BEGIN

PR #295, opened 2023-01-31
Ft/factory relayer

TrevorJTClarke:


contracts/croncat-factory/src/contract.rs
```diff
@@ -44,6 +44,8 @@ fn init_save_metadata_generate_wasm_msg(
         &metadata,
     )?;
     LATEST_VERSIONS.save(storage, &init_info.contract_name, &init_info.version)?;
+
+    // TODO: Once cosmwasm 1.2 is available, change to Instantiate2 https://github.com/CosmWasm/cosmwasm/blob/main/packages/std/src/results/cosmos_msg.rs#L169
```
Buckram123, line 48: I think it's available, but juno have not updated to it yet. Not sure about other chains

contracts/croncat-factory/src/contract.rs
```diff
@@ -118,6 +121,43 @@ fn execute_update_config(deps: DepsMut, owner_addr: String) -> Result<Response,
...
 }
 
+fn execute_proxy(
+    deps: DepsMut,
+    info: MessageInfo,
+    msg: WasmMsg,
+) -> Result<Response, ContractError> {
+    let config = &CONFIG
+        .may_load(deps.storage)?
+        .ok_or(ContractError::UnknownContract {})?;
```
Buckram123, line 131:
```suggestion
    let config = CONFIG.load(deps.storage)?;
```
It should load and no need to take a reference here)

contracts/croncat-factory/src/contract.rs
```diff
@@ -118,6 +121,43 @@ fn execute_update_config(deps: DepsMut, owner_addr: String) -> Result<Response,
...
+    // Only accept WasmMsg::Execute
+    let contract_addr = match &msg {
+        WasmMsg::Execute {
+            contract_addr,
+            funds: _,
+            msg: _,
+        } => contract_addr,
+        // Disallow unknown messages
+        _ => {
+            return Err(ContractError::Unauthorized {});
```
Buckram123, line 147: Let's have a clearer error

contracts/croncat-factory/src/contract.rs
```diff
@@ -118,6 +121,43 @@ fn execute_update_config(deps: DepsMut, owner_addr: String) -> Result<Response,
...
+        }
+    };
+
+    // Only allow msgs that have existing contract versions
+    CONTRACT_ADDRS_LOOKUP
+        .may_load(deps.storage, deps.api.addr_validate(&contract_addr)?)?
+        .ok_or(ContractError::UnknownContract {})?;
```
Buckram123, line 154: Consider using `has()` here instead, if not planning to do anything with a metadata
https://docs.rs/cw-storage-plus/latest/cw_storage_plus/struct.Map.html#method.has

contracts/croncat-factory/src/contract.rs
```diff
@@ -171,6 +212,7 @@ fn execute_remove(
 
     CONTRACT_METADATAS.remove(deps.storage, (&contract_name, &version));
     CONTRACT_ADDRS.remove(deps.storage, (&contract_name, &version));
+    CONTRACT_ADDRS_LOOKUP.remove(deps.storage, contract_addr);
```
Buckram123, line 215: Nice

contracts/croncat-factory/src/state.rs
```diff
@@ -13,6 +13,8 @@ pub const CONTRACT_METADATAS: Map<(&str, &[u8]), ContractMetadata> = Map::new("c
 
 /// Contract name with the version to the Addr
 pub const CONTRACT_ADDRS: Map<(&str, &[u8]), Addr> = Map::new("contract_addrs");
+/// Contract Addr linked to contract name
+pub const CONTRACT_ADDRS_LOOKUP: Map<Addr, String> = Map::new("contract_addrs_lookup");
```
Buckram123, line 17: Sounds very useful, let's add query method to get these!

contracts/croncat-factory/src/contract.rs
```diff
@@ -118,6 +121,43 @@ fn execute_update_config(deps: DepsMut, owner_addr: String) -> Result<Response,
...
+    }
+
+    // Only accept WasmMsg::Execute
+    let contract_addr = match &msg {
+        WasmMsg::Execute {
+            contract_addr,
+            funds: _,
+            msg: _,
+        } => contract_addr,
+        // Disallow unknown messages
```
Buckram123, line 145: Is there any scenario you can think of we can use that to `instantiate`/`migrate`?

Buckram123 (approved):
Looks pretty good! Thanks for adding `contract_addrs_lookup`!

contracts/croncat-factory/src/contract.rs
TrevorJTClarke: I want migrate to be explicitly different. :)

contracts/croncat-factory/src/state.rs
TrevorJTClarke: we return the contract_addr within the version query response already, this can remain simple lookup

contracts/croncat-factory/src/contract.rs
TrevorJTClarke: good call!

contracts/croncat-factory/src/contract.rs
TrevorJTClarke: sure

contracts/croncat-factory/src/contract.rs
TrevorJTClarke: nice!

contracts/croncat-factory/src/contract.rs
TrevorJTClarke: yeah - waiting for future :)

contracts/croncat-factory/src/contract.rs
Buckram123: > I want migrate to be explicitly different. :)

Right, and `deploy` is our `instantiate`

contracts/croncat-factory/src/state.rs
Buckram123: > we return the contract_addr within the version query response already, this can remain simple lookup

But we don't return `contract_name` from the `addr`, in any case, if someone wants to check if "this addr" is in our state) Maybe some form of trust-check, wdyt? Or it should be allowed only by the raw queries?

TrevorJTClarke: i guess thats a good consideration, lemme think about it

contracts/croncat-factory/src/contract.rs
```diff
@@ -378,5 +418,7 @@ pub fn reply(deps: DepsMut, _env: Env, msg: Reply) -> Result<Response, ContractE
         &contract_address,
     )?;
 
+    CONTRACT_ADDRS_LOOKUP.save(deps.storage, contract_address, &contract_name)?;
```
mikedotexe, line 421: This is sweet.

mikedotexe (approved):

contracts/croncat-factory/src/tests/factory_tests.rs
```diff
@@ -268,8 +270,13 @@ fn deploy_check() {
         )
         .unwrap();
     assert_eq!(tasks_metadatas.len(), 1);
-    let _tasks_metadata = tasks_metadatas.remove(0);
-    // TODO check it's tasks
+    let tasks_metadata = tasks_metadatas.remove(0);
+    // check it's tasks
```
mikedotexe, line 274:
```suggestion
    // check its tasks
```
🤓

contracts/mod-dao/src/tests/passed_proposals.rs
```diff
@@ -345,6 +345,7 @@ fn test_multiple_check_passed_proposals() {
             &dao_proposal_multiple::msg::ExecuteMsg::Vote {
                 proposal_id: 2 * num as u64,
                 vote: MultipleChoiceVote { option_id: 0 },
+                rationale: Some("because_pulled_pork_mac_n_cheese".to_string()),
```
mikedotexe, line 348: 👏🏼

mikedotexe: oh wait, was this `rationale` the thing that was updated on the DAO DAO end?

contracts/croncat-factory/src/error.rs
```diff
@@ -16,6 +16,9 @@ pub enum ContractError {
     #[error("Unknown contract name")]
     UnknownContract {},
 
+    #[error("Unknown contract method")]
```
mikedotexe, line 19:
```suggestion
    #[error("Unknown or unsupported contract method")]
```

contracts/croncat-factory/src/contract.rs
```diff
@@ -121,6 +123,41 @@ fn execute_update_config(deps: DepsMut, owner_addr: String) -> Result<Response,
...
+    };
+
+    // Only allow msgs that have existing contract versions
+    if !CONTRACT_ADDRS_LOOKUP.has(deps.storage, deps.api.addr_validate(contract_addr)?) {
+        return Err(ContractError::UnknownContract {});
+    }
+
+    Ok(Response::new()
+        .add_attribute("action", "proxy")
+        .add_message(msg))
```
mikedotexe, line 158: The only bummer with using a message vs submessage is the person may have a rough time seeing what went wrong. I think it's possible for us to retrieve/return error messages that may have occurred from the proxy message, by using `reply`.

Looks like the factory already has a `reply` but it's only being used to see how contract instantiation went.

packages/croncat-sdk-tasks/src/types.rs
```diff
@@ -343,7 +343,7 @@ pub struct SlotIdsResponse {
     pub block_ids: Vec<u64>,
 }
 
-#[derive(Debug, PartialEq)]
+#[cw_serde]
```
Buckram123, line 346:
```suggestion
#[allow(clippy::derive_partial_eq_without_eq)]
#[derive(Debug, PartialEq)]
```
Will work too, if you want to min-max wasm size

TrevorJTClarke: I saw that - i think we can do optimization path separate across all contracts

END
BEGIN

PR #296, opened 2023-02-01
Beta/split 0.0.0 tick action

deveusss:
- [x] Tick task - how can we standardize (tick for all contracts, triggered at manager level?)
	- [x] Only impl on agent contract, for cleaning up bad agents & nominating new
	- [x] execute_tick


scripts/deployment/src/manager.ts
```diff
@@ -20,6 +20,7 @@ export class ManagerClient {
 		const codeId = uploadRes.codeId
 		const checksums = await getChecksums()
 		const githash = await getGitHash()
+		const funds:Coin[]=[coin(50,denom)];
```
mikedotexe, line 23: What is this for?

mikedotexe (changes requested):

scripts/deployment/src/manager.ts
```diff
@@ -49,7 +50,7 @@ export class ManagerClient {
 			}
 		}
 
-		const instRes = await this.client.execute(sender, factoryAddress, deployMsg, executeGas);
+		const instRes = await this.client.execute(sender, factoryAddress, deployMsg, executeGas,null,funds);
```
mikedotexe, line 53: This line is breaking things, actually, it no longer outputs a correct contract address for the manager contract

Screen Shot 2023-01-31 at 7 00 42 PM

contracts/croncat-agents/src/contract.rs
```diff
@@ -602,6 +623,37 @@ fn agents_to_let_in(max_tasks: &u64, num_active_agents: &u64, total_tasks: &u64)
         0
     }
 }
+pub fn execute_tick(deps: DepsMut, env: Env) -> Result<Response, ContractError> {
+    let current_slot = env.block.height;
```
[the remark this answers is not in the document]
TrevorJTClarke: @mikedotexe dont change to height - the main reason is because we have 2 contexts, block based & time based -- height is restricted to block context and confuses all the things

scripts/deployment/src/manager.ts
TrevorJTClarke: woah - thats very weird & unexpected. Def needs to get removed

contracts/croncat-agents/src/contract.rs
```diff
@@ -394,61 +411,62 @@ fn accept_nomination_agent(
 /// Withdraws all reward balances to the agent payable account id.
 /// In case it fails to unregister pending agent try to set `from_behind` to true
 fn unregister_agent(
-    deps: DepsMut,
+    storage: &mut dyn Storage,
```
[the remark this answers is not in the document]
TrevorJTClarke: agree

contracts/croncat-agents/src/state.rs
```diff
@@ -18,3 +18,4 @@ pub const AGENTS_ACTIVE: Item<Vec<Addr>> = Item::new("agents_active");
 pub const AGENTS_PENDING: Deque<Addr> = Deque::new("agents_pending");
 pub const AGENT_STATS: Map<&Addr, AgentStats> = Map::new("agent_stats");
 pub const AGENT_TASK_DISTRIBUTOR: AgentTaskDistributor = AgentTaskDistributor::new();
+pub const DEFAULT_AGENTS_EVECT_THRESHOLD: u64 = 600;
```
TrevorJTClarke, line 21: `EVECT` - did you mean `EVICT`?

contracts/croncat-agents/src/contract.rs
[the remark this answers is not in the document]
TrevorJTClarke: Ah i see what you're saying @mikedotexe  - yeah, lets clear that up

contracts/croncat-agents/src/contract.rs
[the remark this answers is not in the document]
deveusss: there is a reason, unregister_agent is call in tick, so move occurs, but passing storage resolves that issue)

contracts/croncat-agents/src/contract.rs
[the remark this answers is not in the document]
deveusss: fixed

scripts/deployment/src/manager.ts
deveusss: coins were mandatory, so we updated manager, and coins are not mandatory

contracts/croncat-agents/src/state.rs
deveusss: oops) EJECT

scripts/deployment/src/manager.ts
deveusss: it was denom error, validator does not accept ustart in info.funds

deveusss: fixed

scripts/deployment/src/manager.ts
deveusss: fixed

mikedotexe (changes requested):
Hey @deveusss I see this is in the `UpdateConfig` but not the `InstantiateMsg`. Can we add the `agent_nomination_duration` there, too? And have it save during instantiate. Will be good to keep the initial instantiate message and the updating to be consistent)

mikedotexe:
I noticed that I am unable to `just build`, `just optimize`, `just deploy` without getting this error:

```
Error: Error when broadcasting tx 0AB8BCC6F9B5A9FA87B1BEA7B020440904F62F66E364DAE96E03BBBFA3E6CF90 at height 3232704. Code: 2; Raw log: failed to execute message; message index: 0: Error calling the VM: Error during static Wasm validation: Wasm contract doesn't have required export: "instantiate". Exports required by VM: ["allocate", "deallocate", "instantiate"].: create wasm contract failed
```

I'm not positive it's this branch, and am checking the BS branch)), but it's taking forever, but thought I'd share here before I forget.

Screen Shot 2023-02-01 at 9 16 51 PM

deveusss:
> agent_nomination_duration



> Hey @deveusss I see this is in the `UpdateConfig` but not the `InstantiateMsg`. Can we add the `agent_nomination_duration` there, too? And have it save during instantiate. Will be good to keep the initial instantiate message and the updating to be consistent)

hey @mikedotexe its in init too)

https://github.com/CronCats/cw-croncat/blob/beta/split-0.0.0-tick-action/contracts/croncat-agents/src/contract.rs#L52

END

Filter the entries above and return only the lines holding "remain".

TrevorJTClarke: we return the contract_addr within the version query response already, this can remain simple lookup
Buckram123: > we return the contract_addr within the version query response already, this can remain simple lookup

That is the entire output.